Multi-GPU development of OPENCL (by the way OpenGL multi-GPU development)

Source: Internet
Author: User
Multi-GPU development of OPENCL (by the way OpenGL multi-GPU development)

Label (Space delimited): accelerates OpenCL

Reprint description Source: http://blog.csdn.net/hust_sheng/article/details/75912004 Demand

GPU is used in some accelerated optimization projects, and sometimes we use multiple GPUs in order to pursue speed. In terms of OpenCL, how to fully utilize the computational power of multiple GPUs is critical. Multithreading (example of two GPUs)

Incoming image data
Errnum = Clenqueuewriteimage (Commandqueue_1stgpu, imgin_mt1[0], Cl_true, origin, region, 0, 0, tlimage, 0, N ULL, NULL);

Errnum = Clenqueuendrangekernel (Commandqueue_1stgpu, Step4warpkernel_1stgpu, 1, NULL, Step4globalworksize, step4localworksize, 0, NULL, NULL);

Attention
1. Avoid shared write buffer operations between threads
2. The shared read buffer operation must request a separate resource for each device
3. The device command queue, the executable kernel should also be independent

Only in this way can achieve full parallelism, in general, the multithreading here does not involve the internal operation of the GPU, but the sub-thread will go to call the GPU, the whole is fully compliant with the C language level of multithreading, after testing, the effect is obvious.

Add
Sometimes gpu->cpu need to transfer a large amount of data, this time to use asynchronous operation,

void Tmpfuc ()
{
    ;
}
Static cl_event Event_async;

Cl_false indicates that Clenqueuereadimage is a non-blocking
//event Event_async and clenqueuereadimage command binding, the command execution ends, and the Event_async status changes to Cl_ Complete
errnum = Clenqueuereadimage (Commandqueue_2ndgpu, imgout_mt2[1], Cl_false, origin, Region_imgout, 
                            0, 0, * (outbuffer + 1), 0, NULL, &event_async);
if (errnum! = cl_success) {
    printf ("Clenqueuereadimage error.\n");
}

Event Event_async status changes to Cl_complete Trigger callback function
Clseteventcallback (Event_async, Cl_complete, &tmpfuc, NULL);        The last one represents the function entry

It is important to note that the callback function itself is a child thread. In the project development process, the asynchronous operation has not been successful feeling, so this step is also used for a short time, using the signal volume synchronization.

Whether the OPEMCL itself can implement multi-GPU calls. You can see the following example, the logic is very simple, but from the code is unscientific, the code logic and a single GPU no difference, the above shared buffer problem how to deal with. Leave a question ... Follow the code below to discover that there is no speed boost ... It's embarrassing.

Nvidia Official Demo

OpenGL uses multi-GPU

Many times, the acceleration of OPENCL implementation is more convenient with OpenGL, such as mapping rendering. So how do you use multi-GPU for OpenGL?

A little strange:

Normally, if it can be implemented, perhaps we can use the interface provided by OPENCL, but the survey found that the use of the GPU is the third party to provide the interface, that is, Nvidia to provide.

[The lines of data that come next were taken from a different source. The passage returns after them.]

PR #368, opened 2024-08-26
Feature/cbft extended vote 642

scottmillner:


crates/consensus/authority/src/comet_bft/abci.rs
```diff
@@ -312,4 +327,133 @@ where
...
+    #[error("invalid version")]
+    /// Invalid ExtendedVote version
+    InvalidVersion,
+}
+
+pub struct ExtendedVote {
+    pub version: Version,
+    pub bitcoin_block_hash: bitcoin::hash_types::BlockHash,
+    pub aggregated_public_key: secp256k1::PublicKey,
+}
```
arminsabouri: How do you feel about this living in its own file under the comet_bft dir

crates/consensus/authority/src/comet_bft/abci.rs
```diff
@@ -312,4 +327,133 @@ where
...
+    #[error("invalid data format")]
+    /// Invalid data format
+    Decoding(#[from] encode::Error),
+    #[error("invalid version")]
+    /// Invalid ExtendedVote version
+    InvalidVersion,
+}
+
+pub struct ExtendedVote {
+    pub version: Version,
```
arminsabouri: can this just be u16?

scottmillner: yeah maybe a bit overkill with the struct but i like having a default method i can call so if the version is ever changed, i only have to update the default method...i use it in tests as well

made it u16 and added version_default() on ExtendedVote

crates/consensus/authority/src/comet_bft/abci.rs

arminsabouri (approved):

arminsabouri:
@scottmillner I hope you don't mind I truncated some of these commits. Things like fixiing git conflicts

PR #376, opened 2024-08-29
Feature/arm/abci commit

arminsabouri:


scottmillner (approved):

crates/consensus/authority/src/comet_bft/abci.rs
```diff
@@ -470,40 +479,63 @@ where
...
-            )))
-            .expect("to send");
-
         let mut exec_results = vec![];
-        for _ in 0..sealed_block_with_peg.block().body.len() {
-            // TODO this needs to be populated with the actual results of the execution
+        for tx in sealed_block_with_peg.block().body.iter() {
             // https://docs.cometbft.com/v0.38/spec/abci/abci++_app_requirements#transaction-results
-            exec_results.push(ExecTxResult::default());
+            exec_results.push(ExecTxResult {
```
scottmillner, line 490: do we not want to serialize the tx and set that as the value in `ExecTxResult.data`?
the underlying question is how does comet set `Block.data` which should be the `txs` according to the docs?

arminsabouri: notsure what data is used for. I'd have to take a deeper look at that

PR #377, opened 2024-09-03
feature(pegout): metadata should be pegout version

scottmillner:


crates/botanix-lib/src/mint_validation.rs
```diff
@@ -294,4 +311,7 @@ mod test {
             Address::from_str("0xa65812bac44dadb79c3e4930dbd98d5a75376b2a").unwrap()
         );
     }
+
+    // TODO: add decode_log_payload for pegout
```
arminsabouri, line 314: Nice todo !

crates/botanix-lib/src/mint_validation.rs
```diff
@@ -231,6 +231,23 @@ pub fn try_parse_burn_event(
...
+    if metadata.len() != 1 {
+        return Err(ParseBurnEventError::InvalidPegoutData(PegoutDataError::Invalid(
+            "invalid metadata length",
+        )));
+    }
+
+    if metadata[0] != PegoutData::version() {
+        return Err(ParseBurnEventError::InvalidPegoutData(PegoutDataError::Invalid(
+            "invalid metadata version",
+        )));
```
arminsabouri: If we upgrade the network with v1 then some older client will always reject any version that is not v0. As long as a supermajority upgrade then we can upgrade to v1. But this would be a hardfork. Instead for a softfork what we want is to provide the same fields (destination, amount) and append future additional fields. So in short It should be fine to not check the version here. In the future upgraded client will know that there are additional fields pass the old (maybe deprecated ones).

arminsabouri (changes requested):

crates/botanix-lib/src/mint_validation.rs
scottmillner: ah yep, refactored to check and print legacy version if detected
can add legacy support when needed

crates/botanix-lib/src/peg_contract.rs
```diff
@@ -239,6 +239,11 @@ impl PegoutData {
 
         Ok(Self { amount, destination: network_checked_destination, network: btc_network })
     }
+
+    // current version of the pegout which is checked during validation
```
arminsabouri:
```suggestion
    // current version of the pegout data structure
```

crates/botanix-lib/src/mint_validation.rs
```diff
@@ -231,6 +231,22 @@ pub fn try_parse_burn_event(
...
+    ))?;
+
+    if metadata.len() != 1 {
+        return Err(ParseBurnEventError::InvalidPegoutData(PegoutDataError::Invalid(
+            "invalid metadata length",
+        )));
+    }
+
+    if metadata[0] != PegoutData::version() {
+        info!("Legacy pegout submitted, version: {}", metadata[0].to_string());
```
arminsabouri:
```suggestion
        info!("unexpected pegout version submitted, version: {}", metadata[0].to_string());
```

arminsabouri (approved):
Nits only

Wgl_nv_gpu_affibity provided by Nvidia

The use of the library requires Glew (wglew.h file):

#include "    gl/glew.h"  
#include    "Gl/wglew.h"  

Unfortunately, the current N card only Quadro support this library, GeForce and other game graphics card is not supported, directly collapsed, I was drunk ...

We can use the code to detect if the computer graphics card supports wgl_nv_gpu_affibity, see GitHub code

Contact Us

The content source of this page is from Internet, which doesn't represent Alibaba Cloud's opinion; products and services mentioned on that page don't have any relationship with Alibaba Cloud. If the content of the page makes you feel confusing, please write us an email, we will handle the problem within 5 days after receiving your email.

If you find any instances of plagiarism from the community, please send an email to: info-contact@alibabacloud.com and provide relevant evidence. A staff member will contact you within 5 working days.

A Free Trial That Lets You Build Big!

Start building with 50+ products and up to 12 months usage for Elastic Compute Service

  • Sales Support

    1 on 1 presale consultation

  • After-Sales Support

    24/7 Technical Support 6 Free Tickets per Quarter Faster Response

  • Alibaba Cloud offers highly flexible support services tailored to meet your exact needs.